### Task brief:
Produce a word-for-word copy of the data below.

### Input material:
PR #1938, opened 2022-09-13
SHOC: Use another team_barrier based on view_reduction pattern.

ambrad:
This one is based just on grepping. We know there is still a failure somewhere. I've isolated it again to SHOC on ascent but haven't yet gotten direct evidence of the detailed source. But grepping the text showed these adjacent reductions, which I identified in #1921 as a problem.

Associated with #1917.


ambrad:
The blake build failed for system reasons. This is a one liner, so I'm going to merge it manually.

### Output of the exercise:
PR #1938, opened 2022-09-13
SHOC: Use another team_barrier based on view_reduction pattern.

ambrad:
This one is based just on grepping. We know there is still a failure somewhere. I've isolated it again to SHOC on ascent but haven't yet gotten direct evidence of the detailed source. But grepping the text showed these adjacent reductions, which I identified in #1921 as a problem.

Associated with #1917.


ambrad:
The blake build failed for system reasons. This is a one liner, so I'm going to merge it manually.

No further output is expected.